**INFORMATION SHOWN:**
PR #1415, opened 2026-09-08
Re-issue the viewport and scissor when the 4:3 offsets change

the8thbit:
gfx_start_frame recalculates the 4:3 offsets every frame but never sets rdp.viewport_or_scissor_changed, and the offset comparisons in gfx_sp_tri1 sit inside that guard. So if the offsets change on a frame that doesn't emit a viewport or scissor command, the rendering API keeps the previous coordinates.

In practice G_MV_VIEWPORT calls gfx_calc_and_set_viewport at least once per frame, so the flag is normally set anyway and the worst case is a single odd frame after a window resize or a Force 4:3 toggle. This predates the letterbox change I worked on and came up in review there: https://github.com/coop-deluxe/sm64coopdx/pull/1414#discussion_r3954716658

This PR sets the flag at the end of gfx_start_frame. I set it unconditionally rather than only when the offsets differ, because the memcmp and previous-value checks in gfx_sp_tri1 already gate the actual work, so this costs one store per frame and covers both the x and y offsets without caching the previous values in a second place.

Rendering behavior is otherwise unchanged.

### DIFF
--- a/src/pc/gfx/gfx_pc.c
+++ b/src/pc/gfx/gfx_pc.c
@@ -2096,6 +2096,7 @@ void gfx_start_frame(void) {
     } else { gfx_current_dimensions.x_adjust_4by3 = 0; }
     gfx_current_dimensions.aspect_ratio = ((float)gfx_current_dimensions.width / (float)gfx_current_dimensions.height);
     gfx_current_dimensions.x_adjust_ratio = (4.0f / 3.0f) / gfx_current_dimensions.aspect_ratio;
+    rdp.viewport_or_scissor_changed = true;
 }
 
 void gfx_run(Gfx *commands) {


EmeraldLoc:
I don't think this is necessary, but someone may feel free to correct

If you look at `geo_process_root`, the *very* first displaylist command is updating the viewport already, which means frame 1 draw 1 the viewport will be updated, so when it comes time to draw, `rdp.viewport_or_scissor_changed ` will be set appropriately

the8thbit:
@EmeraldLoc 

> I don't think this is necessary, but someone may feel free to correct
> 
> If you look at `geo_process_root`, the _very_ first displaylist command is updating the viewport already, which means frame 1 draw 1 the viewport will be updated, so when it comes time to draw, `rdp.viewport_or_scissor_changed ` will be set appropriately

I don't have strong opinions on the PR, I was just doing what the bot was asking for, so feel free to reject! Really just cared about the other one, since I had to make that change to make my nucleus coop 2 player setup look good.

EmeraldLoc:
Alright, I'll close this then

PR #1417, opened 2026-09-10
fixes since the window manager merge + vsync input delay fix

Isaac0-dev:
- Fixed an input delay issue when VSync was enabled. I accidentally gave `shouldDelay` two meanings. It meant "not uncapped framerate, so frames should be timed in a grid-like pattern", and it also meant "enable our internal frame pacing".
VSync would have `shouldDelay` as false (because SDL does the frame pacing itself). This meant that we were using `curTime` in the calculation for the frame delta, so VSync always appeared to interpolate incorrectly ~50% of a frame behind for 60fps.
- After fixing this, it was discovered that a recently merged PR (specifically #1337) removed the code responsible for updating the VSync state in SDL. This was fixed, and I noticed one other issue with that PR which was worth fixing:
- `configGraphicsBackend` allowed setting the headless backend in the config file, and `gfxBackendChoices` misleadingly used an unrelated constant that happened to have the correct value as the buffer size.

### DIFF
--- a/src/pc/gfx/gfx_window_manager.c
+++ b/src/pc/gfx/gfx_window_manager.c
@@ -27,7 +27,6 @@ static struct GfxWindowBackendAPI *sBackends[GFX_WINDOW_BACKEND_COUNT] = {
 #if defined(_WIN32)
     [GFX_WINDOW_BACKEND_DIRECTX] = &gfx_window_dxgi,
 #endif
-    [GFX_WINDOW_BACKEND_DUMMY] = &gfx_window_dummy,
 };
 
 // TODO: figure out how to switch the backend without restarting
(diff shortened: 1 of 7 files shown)


src/pc/gfx/gfx_window_manager.c
```diff
@@ -112,7 +117,12 @@ void gfx_wm_init(const char *window_title) {
 #else
     currBackend = configGraphicsBackend;
 #endif
-    sBackends[currBackend]->init(window_title);
+    if (currBackend != GFX_WINDOW_BACKEND_DUMMY &&
+        (currBackend < GFX_WINDOW_BACKEND_OPENGL || currBackend > GFX_WINDOW_BACKEND_MAX)
```
EmeraldLoc: Should probably be `currBackend < 0`. If the order ever changes for render apis, this code will break. Using `< 0` guarantees that it always works

EmeraldLoc (changes requested):

src/pc/gfx/gfx_window_opengl.c
```diff
@@ -135,6 +136,7 @@ static void gfx_window_opengl_init(const char *window_title) {
 
     gfx_wm_set_window(sSdlWindow);
     gfx_window_opengl_set_vsync(configWindow.vsync);
+    sAppliedVsync = configWindow.vsync;
```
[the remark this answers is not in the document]
Isaac0-dev: good suggestion, `gfx_window_opengl_reset_dimension_and_pos` is intentionally not supposed to update the cache.

src/pc/gfx/gfx_window_manager.c
Isaac0-dev: good point, thanks

EmeraldLoc (approved):

PR #1420, opened 2026-09-12
Improve chat tab completion and input feedback

iZePlayzYT:
### Tab completion

- Make command, subcommand, and player-name matching case-insensitive
- Complete commands using their canonical casing
- Match and sort player names without color codes
- Preserve player-name formatting when applying completions
- Add player-name previews without formatting
- Suggest and cycle through players after `@`
- Restore the original input when pressing Backspace after cycling completions

### Input feedback

- Show incomplete commands and subcommands in orange
- Show incorrectly cased commands and subcommands in yellow
- Show unknown commands and subcommands in red
- Render visible color codes using the color they represent
- Keep the actual player name in the normal input color

### DIFF
--- a/src/pc/djui/djui_chat_box.c
+++ b/src/pc/djui/djui_chat_box.c
@@ -1,6 +1,7 @@
 #include <stdio.h>
 #include <stdlib.h>
 #include <string.h>
+#include <strings.h>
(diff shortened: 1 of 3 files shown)


iZePlayzYT:
Could you now review please @EmeraldLoc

**WHAT THIS TASK INVOLVES:** Nothing but the lines above from the one containing "Re-issue the viewport" through the one containing "gfx_start_frame recalculates the" should appear in the answer, each repeated exactly.

**TASK OUTPUT:**
Re-issue the viewport and scissor when the 4:3 offsets change

the8thbit:
gfx_start_frame recalculates the 4:3 offsets every frame but never sets rdp.viewport_or_scissor_changed, and the offset comparisons in gfx_sp_tri1 sit inside that guard. So if the offsets change on a frame that doesn't emit a viewport or scissor command, the rendering API keeps the previous coordinates.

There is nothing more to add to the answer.